* **Task objective**: Please reproduce the data below exactly, from the first line through the line containing "### LINKED ISSUE", and leave every later line out.

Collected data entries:
▬▬▬▬▬▬
PR #5226, opened 2021-04-09
Change default location of config file to %AppData% on Windows

### LINKED ISSUE #4667: Move the config location on Windows to a proper directory that follows windows standards
When looking for most Windows application config files they are normally in the C:\Users\{User}\AppData\Local\  or \Roaming folder. rclone chose to use the C:\Users\{User}\.config\ folder. It's not a huge deal but it does not really help windows user that are used to this format to find configs for an app. So i was just curious if this is for a good reason why it is here and does not follow the normal windows convention? Maybe in the future we can think about moving it there?

albertony:

Use %AppData% as primary default for configuration file on Windows, which is more in line with Windows standards, while existing default of using home directory is more Unix standards - though that made rclone more consistent accross different OS.

Main changes from existing (something for release notes?)
- Any existing configuration file should be picked up in exactly the same way as before, so no changes for **existing** configs.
▬▬▬▬▬▬
* **Answer to this exercise**:
PR #5226, opened 2021-04-09
Change default location of config file to %AppData% on Windows

### LINKED ISSUE #4667: Move the config location on Windows to a proper directory that follows windows standards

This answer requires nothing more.